Ces livres seront en effet exploités dans le cadre d'une gestion collective assurant aux éditeurs et aux auteurs, représentés à parité, une rémunération équitable dans le strict respect des droits moraux et patrimoniaux. Parce qu'il nécessite aujourd'hui un aménagement du code de la propriété intellectuelle, cet accord manifeste notre capacité à favoriser la numérisation des oeuvres grâce à des solutions juridiques innovantes tout en étant respectueuses du droit d'auteur.
Est-il objet culturel plus précieux que le livre, « la plus sacrée, la plus inattaquable et la plus personnelle de toutes les propriétés », pour reprendre les mots de Beaumarchais ? La préservation et la diffusion de ces oeuvres de l'esprit à l'heure numérique relèvent de notre responsabilité.
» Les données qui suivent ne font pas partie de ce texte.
PR #1670, opened 2026-06-29
Fix empty Genres tab

### LINKED ISSUE #1653: Genres tab does not get populated

### Type of Report

- [ ] The app is unusable
- [ ] Accessibility
- [ ] None of the above

0.9.24

### Affected Devices/Platform

- [ ] Android
- [ ] Android Auto
- [x] iOS
- [ ] Linux
- [ ] MacOS (iOS version)
- [ ] MacOS (native)
- [ ] Windows

### Device

_No response_

The `Genres` tab does not get populated on the latest Beta version even though the genres themselves do exist.

https://github.com/user-attachments/assets/c2c29050-eea0-4615-b04d-0bb07ed2cfff

### Logs

[finamp-logs-2026-06-16T15-21-06-220586.zip](https://github.com/user-attachments/files/28986692/finamp-logs-2026-06-16T15-21-06-220586.zip)

### Additional Information

Tested on both Jellyfin v10.11.10 and v10.11.11.

kontell:
## Problem
The Genres tab is empty when online. Other tabs work and offline mode lists genres fine.

I had Claude (Opus 4.8) debug the issue and it came up with the below.

## Cause
`getIsFavoriteFilter` returns `false` (instead of `null`) for the genres/mixed tabs when no favorite filter is active, so finamp sends `isFavorite=false` to the `/Genres` endpoint. Jellyfin 10.10/10.11 returns HTTP 500 on `/Genres` whenever `isFavorite` is present (`true` or `false`), so the request fails and the tab stays empty. `/Items` (used by the other tabs) accepts `isFavorite=false`, and offline never calls `/Genres` — which is why only the online Genres tab breaks.

## Fix
Return `null` when the favorite filter is inactive, so `isFavorite` is omitted from the `/Genres` request.

## Verification (Jellyfin 10.11.11)
- `/Genres?…&isFavorite=false` → 500
- `/Genres?…` (no `isFavorite`) → 200
- `/Items?…&isFavorite=false` → 200

## Out of scope
Filtering the Genres tab *by favorites* still won't work on 10.11 (that path sends `isFavorite=true`, which also 500s). That looks like a server-side bug in Jellyfin's `/Genres` endpoint and may be worth reporting upstream separately.

Fixes #1653

### DIFF
--- a/lib/services/jellyfin_api_helper.dart
+++ b/lib/services/jellyfin_api_helper.dart
@@ -1276,7 +1276,9 @@ class JellyfinApiHelper {
     // I guess part of the reason for this is that it's not possible to favorite a genre through the Jellyfin Web UI at all...
     if ([finamp_models.ContentType.genres, finamp_models.ContentType.mixed].contains(contentType)) {
       // Only send isFavorite when the filter is actually active. Passing isFavorite=false makes
-      // Jellyfin 10.10/10.11 return HTTP 500 on the /Genres endpoint, leaving the Genres tab empty (#1653).
+      // Jellyfin 10.11 return HTTP 500 on the /Genres endpoint, leaving the Genres tab empty (#1653).
+      // On Jellyfin 10.10 and 12.0, isFavorite=false returns only items that are *not* favorites,
+      // which is also not what we want here (we want all genres to be shown, unfiltered)
       return filters.any((filter) => filter.type == ItemFilterType.isFavorite) ? true : null;
     }
     return null;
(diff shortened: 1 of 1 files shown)


Chaphasilor:
@kontell can you share a video and logs of the issue please? I've tried this with 10.10.7, 10.11.11, and 12.0-rc2, and all of them work fine, showing all genres with no filter active, and only favorite ones when the favorite filter is applied.

Chaphasilor:
Whoops sorry, I got a bit confused about which branch and test server I was on 😅

So what I found is:
- Jellyfin 10.11 is completely broken (no genres shown at all when filter is set to `false`)
- Jellyfin 12.0-rc2 and 10.10 are "broken" in the same way (favorite genres are excluded when favorites filter is set to false, this seems like it's actually the desired behavior)

Your fix indeed works for all three versions, so thanks! It's what I would've done too, so props to Claude I guess ^^  
Speaking of, could you please remove Claude as a co-author in the commit? You can keep the attribution and which model you used in the PR description, but the contributor section in Finamp is meant for humans :P  
I can also do that myself, if you prefer.

kontell:
Claude's been nixed now, thanks for reviewing this.

Chaphasilor:
Awesome, thanks for whipping this up!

C'est une responsabilité considérable à l'heure où les moyens électroniques de communication démultiplient les possibilités de l'outil mis en place par Gutenberg il y a plus de cinq siècles.
Compte tenu de l'ensemble des éléments qui ont été rappelés et des principaux axes de la politique que je mène en faveur du livre numérique, je suis, vous l'aurez compris, très favorable à la proposition de loi dont nous allons débattre aujourd'hui.
Je suis persuadé que cette loi constitue un accompagnement efficace des acteurs du livre vers le numérique. Elle crée les conditions d'une évolution équilibrée de l'ensemble de la filière, notamment au bénéfice des consommateurs, que je préfère pour ma part appeler lecteurs, ceux à qui l'écrivain permet de « comprendre le monde comme une question », pour citer Milan Kundera. Pour l'invention des modèles économiques de demain, le législateur se doit d'être non seulement présent mais également le plus clairvoyant possible. Dans le domaine de la numérisation de l'écrit, anticiper, c'est se donner les moyens de choisir entre ce que nous désirons et ce que nous ne devons et ne pouvons pas subir. (Applaudissements sur les bancs du groupe UMP.)